Detection of Architectural Distortion in Prior Mammograms via Analysis of Oriented Patterns

Published on: August 30, 2013

X-ray image classification using random forests with local wavelet-based CS-local binary patterns.

Byoung Chul Ko1, Seong Hoon Kim, Jae-Yeal Nam

  • 1Department of Computer Engineering, Keimyung University, Shindang-dong Dalseo-gu, Daegu, 704-701, South Korea. niceko@kmu.ac.kr

Journal of Digital Imaging
|April 14, 2011
PubMed
Summary
This summary is machine-generated.

This study introduces a faster X-ray image classification method using wavelet-based local binary patterns (LBP) and random forests.
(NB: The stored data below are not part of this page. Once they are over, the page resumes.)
PR #701, opened 2019-11-05
Core 1839 inbox stream permissions fix

mthambipillai:


hpihkala:
Does this solve the bloat issue? How? Can a test be made to verify?

mthambipillai:
When a subscription is updated in `SubscriptionService.updateSubscriptionAndLinkedPermissions`, the old permissions are first deleted and then the new permissions are added. When deleting, using `.delete()`, inbox stream permissions were not deleted, but they were added in the next step through `systemGrant()`. So every subscription update was creating duplicate inbox stream permissions.
Unit tests have been updated to check that `systemRevoke()` is called (and not just `delete()`).

hpihkala:
@mthambipillai I think much of the bloat problem we were seeing was due to duplicate "parent" permissions, i.e. the same users having read and write permissions multiple times in the database. This lead to large multipliers in front of the expected `R*W*2` inbox stream permissions created for `R` readers and `W` writers.

Nowadays re-joining a community product won't generate duplicate permissions, this was fixed in [this commit](https://github.com/streamr-dev/engine-and-editor/commit/28d4a7686fc4afd9e62a32a7a4063cbf745e6b99). That should help limit the number of duplicate write permissions.

One source of duplicate read permissions still exists: expired subscriptions. I created a test to show that even for expired read permissions, the child inbox stream permissions are being created (e.g. when new writers join). This will quickly lead to permission bloat. @mthambipillai could you take a look if this could be fixed?

mthambipillai:
JIRA ticket created: https://streamr.atlassian.net/browse/CORE-1861

PR #704, opened 2019-11-06
CORE-1840: Fix timer drift bug

kare:


test/unit/com/unifina/datasource/DataSourceEventQueueSpec.groovy
```diff
@@ -147,4 +146,43 @@ class DataSourceEventQueueSpec extends Specification {
 		})
 	}
 
+	void "timer drift"() {
```
hpihkala: Years from now, it might be hard to remember what is being tested. Maybe something like:

```suggestion
	void "every full second between subsequent event timestamps is being reported"() {
```

test/unit/com/unifina/datasource/DataSourceEventQueueSpec.groovy
```diff
@@ -147,4 +146,43 @@ class DataSourceEventQueueSpec extends Specification {
...
+				}
+			}))
+			queue.enqueue(new Event<Integer>(2, new Date(20000), new Consumer<Integer>() {
+				@Override
+				void accept(Integer integer) {
+					eventsProcessed++
+				}
+			}))
+		}
+
```
hpihkala: Would be good to test that each second in between these two events is being reported. So you could additionally do something like (untested code):

```
ITimeListener timeListener = Mock(ITimeListener)
timeListener.tickRateInSec() >> 1
queue.addTimeListener(timeListener)
```

And then assert that the `timeListener.setTime(...)` gets called N times (I guess 11 times in this case)

The timestamps it should be called with are:

```
10000
11000
...
20000
```

test/unit/com/unifina/datasource/DataSourceEventQueueSpec.groovy
```diff
@@ -147,4 +146,43 @@ class DataSourceEventQueueSpec extends Specification {
...
+		then:
+		new PollingConditions().within(10, {
+			eventsProcessed == 2
```
hpihkala: Possible mistake here. Code is equivalent to

```
		new PollingConditions().within(10, {
			eventsProcessed == 2    // THE VALUE OF THIS STATEMENT IS IGNORED!
			return !producerThread.isAlive() // ONLY THIS IS TESTED
		})
```

Should change to

```
		new PollingConditions().within(10, {
			eventsProcessed == 2 && !producerThread.isAlive()
		})
```

test/unit/com/unifina/datasource/DataSourceEventQueueSpec.groovy
```diff
@@ -147,4 +146,43 @@ class DataSourceEventQueueSpec extends Specification {
...
+		}
+
+		Thread producerThread = Thread.start {
+			queue.enqueue(new Event<Integer>(1, new Date(10000), new Consumer<Integer>() {
+				@Override
+				void accept(Integer integer) {
+					eventsProcessed++
+				}
+			}))
+			queue.enqueue(new Event<Integer>(2, new Date(20000), new Consumer<Integer>() {
```
hpihkala: Add slightly more testing power to not have an even second as the end event timestamp

```suggestion
			queue.enqueue(new Event<Integer>(2, new Date(20100), new Consumer<Integer>() {
```

test/unit/com/unifina/datasource/DataSourceEventQueueSpec.groovy
```diff
@@ -147,4 +146,43 @@ class DataSourceEventQueueSpec extends Specification {
...
+				}
+			}))
+		}
+
+		then:
+		new PollingConditions().within(10, {
+			eventsProcessed == 2
+			!producerThread.isAlive()
+		})
+		queue.getLastReportedClockTick() == 20000
```
hpihkala: Internal API, would be better to check via attaching the `ITimeListener` , in which case this line is not needed

PR #705, opened 2019-11-06
Update REST API test dependencies

kare:
Fixes #698

### DIFF
--- a/.travis.yml
+++ b/.travis.yml
@@ -5,7 +5,7 @@ jdk:
 services:
 - docker
 node_js:
-- "8.12.0"
+- "10.16.3"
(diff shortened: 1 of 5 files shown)


.travis.yml
```diff
@@ -5,7 +5,7 @@ jdk:
 services:
 - docker
 node_js:
-- "8.9.3"
```
harbu: Would it make sense to upgrade Node.Js to 10 or higher? LTS for 8 is ending in January: https://nodejs.org/en/about/releases/

kare: @harbu 
```
% node --version
v10.16.3
% npm --version
6.9.0
```

PR #707, opened 2019-11-12
Add uiChannel & canvas restart tests

timoxley:
1. Adds a test checking that uiChannel data is flowing by adding a Table to the existing Stream->Multiply->Sum test canvas.
2. Tests that data still flows after rapidly stopping and starting a canvas.

Variants of these tests were failing over the past few days, seem to be passing consistently now with latest docker images.

3. ~Also adds a failing test for resend data. It appears data flows but uiChannel resends don't seem to work. UI resends seem to be working just fine in the actual app, albeit with a clock->table, so it's possible my test is not correct, please verify my test makes sense @hpihkala.~

Ah nvm about the resend UI issue, my test didn't make sense, its not working because no resend parameters are set on the subscription, it doesn't magically set the resend parameters when you change the options on the module itself. Of course. ~~Will fix that,~~ fixed but I believe the clock canvas test failure is still valid.

~I also want to create a test that uses a Clock but this is now a bit problematic if the test is ever not shut down gracefully since the clock canvas(es) will keep running forever in the background  filling the already noisy backend logs with distracting messages.~ Added this test anyway.

4. Added a test for a Clock -> Table that ensures at least one new row message arrives on the uiChannel after starting the canvas. This test fails intermittently, so I have set it up to repeat multiple times e.g.

image

### DIFF
--- a/rest-e2e-tests/canvas-api.test.js
+++ b/rest-e2e-tests/canvas-api.test.js
@@ -209,6 +209,7 @@ describe('Canvas API', function() {
 
     describe('restarting canvas', () => {
         const messages = []
+        let resentMessages
         let subscription
         before('cycle start/stop, subscribe, start', async () => {
             let done
@@ -231,6 +232,10 @@ describe('Canvas API', function() {
                 messages.push(msg)
             })
 
+            subscription.once('resent', () => {
+                resentMessages = messages.slice()
+            })
+
             // wait for subscription before starting again
             subscription.once('subscribed', async () => {
                 // restart for second time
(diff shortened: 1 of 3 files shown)


hpihkala:
@harbu @mirpo Tim managed to write a test for what's often happening in the frontend. The test still involves canvases so it's not as isolated as it could be, but this seems like a network issue, because upon browser refresh (subscriber reconnects) everything works. 

This is the thing I mentioned last week, which could be due to some race condition where a publisher and subscriber for the same stream are appearing at the same time. Could you see if you can make the test fail locally (the test logic basically starts on line `315`), and investigate what's happening in the network?

hpihkala:
Included in #714

PR #708, opened 2019-11-12
CORE-1832: Add transitive UI channel read-permissions via dashboards

kare:


grails-app/services/com/unifina/service/PermissionService.groovy
```diff
@@ -139,6 +138,14 @@ class PermissionService {
 			}
 		}.toList()
 
+		if (resource instanceof Stream && resource.uiChannel && resource.uiChannelCanvas != null && resource.uiChannelPath != null) {
```
hpihkala: Is this basically the same condition as line `150`? They could be combined. 

(This one has some additional conditions which we can keep, but basically `uiChannelCanvas` and `uiChannelPath` should always be set if `resource.uiChannel` is true.)

grails-app/services/com/unifina/service/PermissionService.groovy
```diff
@@ -147,6 +154,26 @@ class PermissionService {
 		return directPermissions
 	}
 
+	private Permission hasTransitiveDashboardPermissions(Canvas canvas, Userish userish) {
+		List<DashboardItem> items = DashboardItem.findAllByCanvas(canvas)
+		Permission permission = Permission.withCriteria(uniqueResult: true) {
```
hpihkala: Will this throw if the result is not unique? I faintly remember there might be some trap like that

grails-app/services/com/unifina/service/PermissionService.groovy
```diff
@@ -147,6 +154,26 @@ class PermissionService {
 		return directPermissions
 	}
 
+	private Permission hasTransitiveDashboardPermissions(Canvas canvas, Userish userish) {
+		List<DashboardItem> items = DashboardItem.findAllByCanvas(canvas)
```
hpihkala: Result set could theoretically be large, but in practice it's unlikely to be. Would be better to do it all in one query using a join, but that said, I think the current approach will work for now & figuring out how to do it correctly via Hibernate criteria queries might take too much time vs. the benefits.

grails-app/services/com/unifina/service/PermissionService.groovy
```diff
@@ -533,11 +560,19 @@ class PermissionService {
...
 
 		// Special case of UI channels: they inherit permissions from the associated canvas
-		if (p.empty && resource instanceof Stream && resource.uiChannel) {
-			return hasPermission(userish, resource.uiChannelCanvas, op)
+		if (p.isEmpty() && resource instanceof Stream && resource.uiChannel) {
+			if (hasPermission(userish, resource.uiChannelCanvas, op)) {
+				return true
+			}
+		}
+		if (p.isEmpty() && resource instanceof Stream && resource.uiChannel) {
```
hpihkala: Same condition as line 563, can be combined

test/integration/com/unifina/service/PermissionServiceIntegrationSpec.groovy
```diff
@@ -310,4 +342,12 @@ class PermissionServiceIntegrationSpec extends IntegrationSpec {
 		service.canWrite(me, stream)
 		service.canShare(me, stream)
 	}
+
+	void "getPermissionsTo(resource, userish) returns correct UI channel read permissions via associated dashboard"() {
+		service.systemGrantAll(me, dashboard)
+
+		expect:
+		service.getPermissionsTo(uiChannelStream, me).size() == 1
```
hpihkala: Minor sanity check improvement: could check that there is a single item AND that single item is a `read` permission

PR #711, opened 2019-11-19
NET-88: fix "clock-table" bug

harbu:
Fix "clock-table" bug.

The bug is caused by invoking `pushToUiChannel` too early in a module, i.e., before `DataSourceEventQueue#initTimeReporting` is executed. Because `globals.time` is used as timestamp in published messages and `globals.time` is adjusted backwards in `initTimeReporting`, if a module uses `pushToUiChannel` in both its `sendOutput()` and `initialize()` implementations, the resulting chain of `(timestamp, sequenceNo)`pairs isn't necessarily monotonically increasing, which is a requirement of message chains in the Streamr network.

Fixed instances where a module would try to `pushToUiChannel` in `initialize`.

Fixes issue that can be replicated by #707. I tried running the test case defined there at least five times without problems against this branch.

### DIFF
--- a/test/unit/com/unifina/signalpath/charts/TimeSeriesChartSpec.groovy
+++ b/test/unit/com/unifina/signalpath/charts/TimeSeriesChartSpec.groovy
@@ -62,6 +62,9 @@ class TimeSeriesChartSpec extends UiChannelMockingSpecification {
 		new ModuleTestHelper.Builder(module, inputValues, outputValues)
 			.timeToFurtherPerIteration(1000)
 			.uiChannelMessages(channelMessages, getSentMessagesByStreamId())
+			.afterEachTestCase {
+				module.headersSent = false
+			}
 			.test()
 	}
 }
--- a/src/java/com/unifina/signalpath/charts/Chart.java
+++ b/src/java/com/unifina/signalpath/charts/Chart.java
@@ -9,6 +9,7 @@ import java.util.Map;
 
 public abstract class Chart extends ModuleWithUI {
 	private String dataGrouping = "min/max";
+	protected boolean headersSent = false;
 
 	@Override
 	public void init() {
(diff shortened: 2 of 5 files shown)


test/unit/com/unifina/signalpath/charts/TimeSeriesChartSpec.groovy
```diff
@@ -62,6 +62,9 @@ class TimeSeriesChartSpec extends UiChannelMockingSpecification {
 		new ModuleTestHelper.Builder(module, inputValues, outputValues)
 			.timeToFurtherPerIteration(1000)
 			.uiChannelMessages(channelMessages, getSentMessagesByStreamId())
+			.afterEachTestCase {
+				module.headersSent = false
```
harbu: `Chart` has set `canClearState = false`. Thus this manual invocation after each test case is necessary for the header message to be sent.

harbu:
@timoxley agree strongly. I was going to implement the 1st bullet of your list but opt'd to go for a minimal solution due to time constraints.

Some other solution ideas (not necessarily advocating just food for thought):
- You could also leverage the type system to not have `pushToUiChannel` even available during configuration. This would split modules into two classes: their configuration and runtime counter-parts. Of course this would require a massive refactoring and essentially require every module to have two classes, which would indeed be painful. (Granted utilizing anonymous inner class and Java 8 functional programming facilities could make this less painful.)
- Is pushing headers into the same stream that contains the actual data points necessarily the "right" place? Often in Streamr streams we expect the data points to adhere to a fixed schema. We could use, e.g., the runtime request system to fetch the headers of a Chart / Table whenever necessary.

hpihkala:
Should we dig more into the root cause? Why is `globals.time` being set to a smaller value than what it gets initialized with, and is it that necessary? If that gets fixed, then the modules can't do anything "wrong" in the first place.

- What value is `globals.time` set to initially? This is probably the value it has when `initialize` gets called on modules.
- What timestamp does the first handled event have? Is that some "startEvent", the timestamp of which we set, or is it just whatever event first comes from a stream or a clock?

Something like this may be happening currently (just guessing off the top of my head):
- `globals.time` gets set to current system time initially (in case of realtime canvases)
- A start event with that timestamp gets inserted as the first event in the event queue
- When that start event gets handled, the time reporting is initialized from the previous even second

This sequence would lead to `globals.time` always taking a step backwards in the beginning, unless the initial value of `globals.time` happens to be an even second. 

It would be fairly easy to fix by ensuring that the first value of `globals.time` is less than or equal to the time that the time reporting gets initialized with. Could for example round down the initial value of `globals.time` to the even second.

hpihkala:
Tried to find and fix the root cause, see #714

harbu:
I'll close this since we've agreed to go with solution in PR #714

The new approach enhances accuracy and significantly reduces processing time for medical image analysis.

Related Experiment Videos

Last Updated: Jun 2, 2026

Detection of Architectural Distortion in Prior Mammograms via Analysis of Oriented Patterns
13:44

Detection of Architectural Distortion in Prior Mammograms via Analysis of Oriented Patterns

Published on: August 30, 2013

Area of Science:

  • Medical Imaging
  • Computer Vision
  • Machine Learning

Background:

  • Traditional Local Binary Patterns (LBP) methods for image analysis often rely on raw pixel data.
  • Enhancing texture descriptors is crucial for improving the accuracy of medical image classification tasks.
  • Existing classification methods may face limitations in terms of speed and performance for complex datasets.

Purpose of the Study:

  • To develop a novel and efficient method for classifying X-ray images.
  • To improve the performance and reduce the computational time of X-ray image classification.
  • To introduce a new feature descriptor that captures wavelet-based texture characteristics.

Main Methods:

  • Extraction of local wavelet-based centre symmetric LBP (WCS-LBP) descriptors from image regions.
  • Utilizing WCS-LBP features to construct random forests, an ensemble of decision trees.
  • Classification of X-ray images based on the maximum posterior probability derived from the random forest model.

Main Results:

  • The proposed WCS-LBP method demonstrated superior performance compared to other feature descriptors and classifiers.
  • The random forest classifier combined with WCS-LBP achieved faster processing times for X-ray image classification.
  • Significant improvements in classification accuracy were observed using the novel wavelet-based texture descriptors.

Conclusions:

  • The integration of wavelet-based texture analysis with LBP offers a powerful approach for X-ray image classification.
  • The proposed method provides a computationally efficient and accurate solution for medical image analysis.
  • This technique holds potential for advancing automated diagnostic systems in radiology.